Source material:
PR #6690, opened 2020-06-25
replace most boost serialization with existing monero serialization

moneromooo-monero:
This reduces the attack surface for data that can come from
malicious sources (exported output and key images, multisig
transactions...) since the monero serialization is already
exposed to the outside, and the boost lib we were using had
a few known crashers.

For interoperability, a new load-deprecated-formats wallet
setting is added (off by default). This allows loading boost
format data if there is no alternative. It will likely go
at some point, along with the ability to load those.

Notably, the peer lists file still uses the boost serialization
code, as the data it stores is define in epee, while the new
serialization code is in monero, and migrating it was fairly
hairy. Since this file is local and not obtained from anyone
else, the marginal risk is minimal, but it could be migrated
later if needed.

Some tests and tools also do, this will stay as is for now.


selsta:
Does not compile on macOS:


```
2020-06-25T13:30:42.0402140Z /usr/local/include/boost/serialization/serialization.hpp:126:5: error: call to 'serialize' is ambiguous
2020-06-25T13:30:42.0403680Z     serialize(ar, t, v);
2020-06-25T13:30:42.0403840Z     ^~~~~~~~~
```

moneromooo-monero:
More context ?

selsta:
See https://github.com/monero-project/monero/pull/6690/checks?check_run_id=807444020 (click on … an View raw logs)

or https://travis-ci.org/github/monero-project/monero/builds/702024225 (FreeBSD / macOS failing)

rbrunner7:
I tested the loading of an "old" MMS file, written with Boost serialization. I could not get that to work.

Steps to reproduce:
* Create a wallet `test.wallet` with master code; testnet; password empty
* Activate MMS: `mms init 2/2 alice test`. Exit wallet. You have now `test.wallet.mms` in "old format"
* Remove `test.wallet` as new code (i.e. this branch) won't load it
* Load `test.wallet` with new code, set `load-deprecated-formats` to 1
* Exit and reload wallet
* The internal attempt to load the "old" .mms file results in an error, see this log file with level 1: https://paste.debian.net/1153944/

rbrunner7:
I tested creating and then loading again a "new" MMS file, written with Epee serialization. I could not get it to work.

Steps to reproduce, all done with code from this branch, debug build:
* Create a new wallet `test.wallet`, testnet, password empty
* Activate MMS (no running pyBitmessage necessary for that): `mms init 2/2 alice test`
* Exit
* Reload
* The internal attempt to load the "new" .mms file results in an error, see this log file with level 1: https://paste.debian.net/1153946/

rbrunner7:
A comment about informing the user: In both failed tests above I never got any interactive "end-user" message on the console that there is a `.mms` present and MMS therefore should be available for the wallet, but isn't because of errors while loading. As far as I can see the errors go only into the log. IMHO this is a little unfortunate.

moneromooo-monero:
I didn't realize you could test this without bitmessage. Thanks, I'll fix.

moneromooo-monero:
done, both new and old load fine now

moneromooo-monero:
Checking whether that fixes the mac build.

rbrunner7:
I just finished some reasonably extensive MMS test for the "new" serialization that this branch implements, using 2/2 multisig and PyBitmessage. Worked.

moneromooo-monero:
Thanks. The latest tweaks I made are to fix the mac build and don't change anythinf functional.

selsta:
test-ubuntu CI: `functional_tests_rpc` time out after 360m (appears to be endless loop), it should usually take 90 minutes.

src/wallet/message_store.cpp
```diff
@@ -182,8 +181,8 @@ bool message_store::signer_labels_complete() const
 void message_store::get_signer_config(std::string &signer_config)
 {
   std::stringstream oss;
-  boost::archive::portable_binary_oarchive ar(oss);
-  ar << m_signers;
+  binary_archive<true> ar(oss);
```
vtnerd, line 184: `boost::serialization` has an implicit string-header in every archive as a quick sanity check. I recommend the same thing here - it will quickly/correctly reject `boost::serialization` archives, identify incorrectly encoded `binary_archive`'s (this detection cannot be done currently), and will make future format changes easier in the future.

The primary problem is that this format is binary and compact. A future format could overlap significantly with the encoding scheme, resulting in undetected decoding bugs.

The quickest method is likely inheriting from the existing type but with a read/write call in the constructor.

src/wallet/wallet2.cpp
```diff
@@ -6614,11 +6638,16 @@ bool wallet2::parse_unsigned_tx_from_str(const std::string &unsigned_tx_st, unsi
...
+    {
+      LOG_PRINT_L0("Not loading deprecated format");
+      return false;
+    }
     try
     {
       std::istringstream iss(s);
-      boost::archive::portable_binary_iarchive ar(iss);
-      ar >> exported_txs;
+      binary_archive<false> ar(iss);
```
vtnerd, line 6649: Is this this change accidental? This is the older version, which I think implies the file is using the previous format.

src/wallet/wallet2.cpp
```diff
@@ -6846,10 +6896,10 @@ std::string wallet2::sign_tx_dump_to_str(unsigned_tx_set &exported_txs, std::vec
 
   // save as binary
   std::ostringstream oss;
-  boost::archive::portable_binary_oarchive ar(oss);
+  binary_archive<true> ar(oss);
   try
   {
-    ar << signed_txes;
+    ::serialization::serialize(ar, signed_txes);
```
vtnerd, line 6902: This uses a return code for primary error reporting, so the serialization-output code needs updating in several places.

src/serialization/containers.h
```diff
@@ -0,0 +1,128 @@
...
+#include "serialization.h"
+
+template <template <bool> class Archive, class T> bool do_serialize(Archive<false> &ar, std::vector<T> &v);
+template <template <bool> class Archive, class T> bool do_serialize(Archive<true> &ar, std::vector<T> &v);
+
+template <template <bool> class Archive, class T> bool do_serialize(Archive<false> &ar, std::deque<T> &v);
+template <template <bool> class Archive, class T> bool do_serialize(Archive<true> &ar, std::deque<T> &v);
+
+template<typename K, typename V>
+class serializable_unordered_map: public std::unordered_map<K, V>
```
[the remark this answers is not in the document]
moneromooo-monero: Yes, I want the calls to automatically find unordered_map when it can, but unordered_map is not serializable as is because its contents typedef is const even for a non const map IIRC. So I want to override just as little as I can.

src/serialization/container.h
```diff
@@ -103,7 +99,7 @@ bool do_serialize_container(Archive<true> &ar, C &v)
       return false;
     if (i != v.begin())
       ar.delimit_array();
-    if(!::serialization::detail::serialize_container_element(ar, const_cast<typename C::value_type&>(*i)))
+    if(!::serialization::detail::serialize_container_element(ar, (typename C::value_type&)*i))
```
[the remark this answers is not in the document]
moneromooo-monero: Doesn't compile, can't recall why right now.

src/wallet/wallet2.cpp
moneromooo-monero: Looks like it was, I'll revert.

src/serialization/container.h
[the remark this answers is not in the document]
vtnerd: Ok, I can take a really good guess as to whats going on here (with help from your other response).

If the type `C` is `std::map<std::string, int>` then `C::value_type` is _always_ `std::pair<const std::string, int>` regardless of the constness of `C` itself. The STL `map` and `unordered_map` containers do not allow in-place modification of the key, only the value.

The expression `*i` is going to return `std::pair<const std::string, int>` but the `serialized_map::value_type` type is `std::pair<std::string, int>` which doesn't have this same inner-constness, thus the compilation break here with the `const_cast`. However, without the `serialized_map::value_type` "hack", then [compilation will break here](https://github.com/monero-project/monero/blob/5041de8a3b48f4db5b1a7b8f454d14bd2e3759c9/src/serialization/pair.h#L64) when trying to read from the binary archive because the `.first` element is `const`.

So this PR violates const rules, but its probably not going to invoke any bugs (right now). However, this does make the template more brittle since it removes useful compile-time checks in the C++ cast (in fact, this may have introduced a bug I haven't thought of at the moment).

Arguably that section in `pair.h` should be:

```c++
...
  typename std::remove_cv<F>::type first{}; //new
  if (!::serialization::detail::serialize_pair_element(ar, first)) // modified
    return false;
  if (!ar.stream().good())
    return false;
  ar.delimit_array();
  typename std::remove_cv<S>::type second{}; // new
  if (!::serialization::detail::serialize_pair_element(ar, second)) //modified
    return false;
  if (!ar.stream().good())
    return false;
  ar.end_array();
  p = {std::move(first), std::move(second)}; // new
}
```
then:
```c++
template<typename K, typename V>
void do_add(std::map<K, V>& c, std::pair<const K, V>&& e) { c.insert(std::move(e)); }
```
OR
```c++
template<typename K, typename V, typename T>
void do_add(std::map<K, V>& c, T&& e) { c.insert(std::forward<T>(e)); }
```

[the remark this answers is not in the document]
moneromooo-monero: The keys are not modified in the map though, I did check first.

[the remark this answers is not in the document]
moneromooo-monero: I've tried this code, but it doesn't fix, the compiler still errors out on the const_cast:

> src/serialization/container.h:103:66: error: invalid const_cast from type ‘std::pair<const crypto::public_key, cryptonote::rpc_payment::client_info>*’ to type ‘serializable_unordered_map<crypto::public_key, cryptonote::rpc_payment::client_info>::value_type*’ {aka ‘std::pair<crypto::public_key, cryptonote::rpc_payment::client_info>*’}

Could be another brick needing changing.

src/serialization/containers.h
```diff
@@ -0,0 +1,128 @@
...
+  namespace detail
+  {
+    template <typename T> void do_reserve(std::vector<T> &c, size_t N) { c.reserve(N); }
+    template <typename T> void do_add(std::vector<T> &c, T &&e) { c.emplace_back(std::move(e)); }
+
+    template <typename T> void do_add(std::deque<T> &c, T &&e) { c.emplace_back(std::move(e)); }
+
+    template <typename K, typename V> void do_add(serializable_unordered_map<K, V> &c, std::pair<K, V> &&e) { c.insert(std::move(e)); }
+
+    template <typename K, typename V> void do_add(serializable_map<K, V> &c, std::pair<K, V> &&e) { c.insert(e); }
```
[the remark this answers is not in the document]
moneromooo-monero: I used std::forward as per your comment above. It originally did not compile with std::move IIRC. std::forward is fine.

src/serialization/container.h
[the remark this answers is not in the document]
vtnerd: > The keys are not modified in the map though, I did check first.

Yes, this should all be legal because the map itself isn't being modified. Dropping to a C-cast means the template code has less checks now and in the future though.

> I've tried this code, but it doesn't fix, the compiler still errors out on the const_cast:

I forgot to mention the part where `serialize_unordered_map` type should removed entirely for this to work - the `value_type` specified is incorrect for the `const_cast`. The quickest way to test would be to comment out the `value_type` `typedef` in `serialize_unordered_map`. If that line can be commented out, the specialized map types are not needed for serialization.

As a recap, `value_type` specified by map types have a `const` key, which caused a compilation error in the `std::pair` serialization code. The new map (`serialized_unordered_map` ...) types specified a `value_type` without a `const` key to fix that issue, but then broke the `const_cast` here. Changing the few lines in the `std::pair` serialization should mean that both of those other changes (C-cast and custom map types with a different `value_type`) should no longer be needed.

src/serialization/containers.h
```diff
@@ -0,0 +1,128 @@
...
+  namespace detail
+  {
+    template <typename T> void do_reserve(std::vector<T> &c, size_t N) { c.reserve(N); }
+    template <typename T> void do_add(std::vector<T> &c, T &&e) { c.emplace_back(std::forward<T>(e)); }
+
+    template <typename T> void do_add(std::deque<T> &c, T &&e) { c.emplace_back(std::forward<T>(e)); }
+
+    template <typename K, typename V> void do_add(serializable_unordered_map<K, V> &c, std::pair<K, V> &&e) { c.insert(std::forward<std::pair<K, V>>(e)); }
+
+    template <typename K, typename V> void do_add(serializable_map<K, V> &c, std::pair<K, V> &&e) { c.insert(std::forward<std::pair<K, V>>(e)); }
```
vtnerd, line 97: I tried (unsuccessfully) to describe this earlier - the usage of `std::forward` here should work, but isn't the intended usage. The usage here should be the equivalent to a `std::move`. Only the `T&&` cases should use `std::forward`. The difference is that `template<typename T> foo(T&& arg)` undergoes ["reference collapsing"](http://thbecker.net/articles/rvalue_references/section_08.html) when `foo` is called, as part of the algorithm to compute `T`. The `const`ness and reference for the argument isn't computed with `K` and `V` here (in this PR).

Example:
```c++
template<typename T> foo(T&&);

int main()
{
  foo(std::string{}); // T -> std::string

  std::string one;
  foo(one); // T -> std::string&

  const std::string two;
  foo(two); // T -> const std::string&
}
```
whereas `std::pair<K, V>&&` is fixed to move/temporaries of type `std::pair` only.

src/serialization/containers.h
```diff
@@ -0,0 +1,128 @@
...
+
+    template <typename K, typename V> void do_add(serializable_unordered_multimap<K, V> &c, std::pair<K, V> &&e) { c.insert(std::forward<std::pair<K, V>>(e)); }
+
+    template <typename T> void do_add(std::unordered_set<T> &c, T &&e) { c.insert(std::forward<T>(e)); }
```
vtnerd, line 101: It just occurred to me that isn't perfect-forwarding because `T` has to match on two template arguments. Typically the second argument would be a `U&&` because it gives the caller more flexibility (an actual universal reference). I guess this can be left as-is, but the code+compiler might infuriate someone if they aren't looking closely when making changes to the serialization stuff.

moneromooo-monero: How about you just patch it instead of hoping I type the expected code by chance since I know nothing of this ? :)

src/serialization/containers.h
UkoeHB: Learned about [perfect forwarding](https://eli.thegreenplace.net/2014/perfect-forwarding-and-universal-references-in-c) today. What you say makes sense vtnerd. @moneromooo-monero it seems like you could replace `std::forward->std::move` since `std::forward` will always return an r-value reference (i.e. it will always be passed an r-value reference). An example why an l-value can't be passed into `e`:
```
void print(int &x)
{
	std::cout << x << " l-value print\n";
}

void print(int &&x)
{
	std::cout << x << " r-value print\n";
}

template <typename T>
void example(T &x, T &&y)
{
	std::cout << x << '\n';		//for compiler warning
	print(std::forward<T>(y));
}

template <typename T>
void example2(T &&x)
{
	std::cout << x << '\n';		//for compiler warning
	print(std::forward<T>(x));
}

int main()
{
	int x{3};

	example(x,4);	  //r-value print
	//example(x,x);  //error, no matching function; special type-deduction rule doesn't apply
	example2(x);	  //l-value print, special type-deduction rule applies
	example2(4);	  //r-value print

	return 0;
}
```

UkoeHB: vtnerd might it be better to keep `std::forward` if it reflects the intended behavior of `do_add`? e.g. if there were an overloaded version that accepted l-values, would they be forwarded or moved?

selsta:
Please rebase.

selsta (approved):
Tested wallet loading, import/export outputs and key images on macOS.

PR #6691, opened 2020-06-25
cmake: allow custom openssl path on macOS

selsta:
It is now possible to specify a custom openssl dir by using `-DOPENSSL_ROOT_DIR` on macOS.

Tested with gitian, works as expected now. The old `OpenSSL_DIR` was probably a typo.

### DIFF
--- a/CMakeLists.txt
+++ b/CMakeLists.txt
@@ -426,7 +426,7 @@ endif ()
 
 if (APPLE AND NOT IOS)
   set(CMAKE_CXX_FLAGS "${CMAKE_CXX_FLAGS} -march=x86-64 -fvisibility=default -std=c++11")
-  if (NOT OpenSSL_DIR)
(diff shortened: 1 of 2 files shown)


CMakeLists.txt
```diff
@@ -426,7 +426,7 @@ endif ()
 
 if (APPLE AND NOT IOS)
   set(CMAKE_CXX_FLAGS "${CMAKE_CXX_FLAGS} -march=x86-64 -fvisibility=default -std=c++11")
-  if (NOT OpenSSL_DIR)
```
vtnerd, line 429: Does this fetch and install OpenSSL automatically? That seems odd to have in the Monero build process.

selsta: If `OPENSSL_ROOT_DIR` is not set manually it will check if `openssl` installed with brew and get its path. Nothing gets fetched or downloaded.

Task details:
The answer must consist of every line from the data that contains the word "itself".

Answer box:
If the type `C` is `std::map<std::string, int>` then `C::value_type` is _always_ `std::pair<const std::string, int>` regardless of the constness of `C` itself. The STL `map` and `unordered_map` containers do not allow in-place modification of the key, only the value.
Yes, this should all be legal because the map itself isn't being modified. Dropping to a C-cast means the template code has less checks now and in the future though.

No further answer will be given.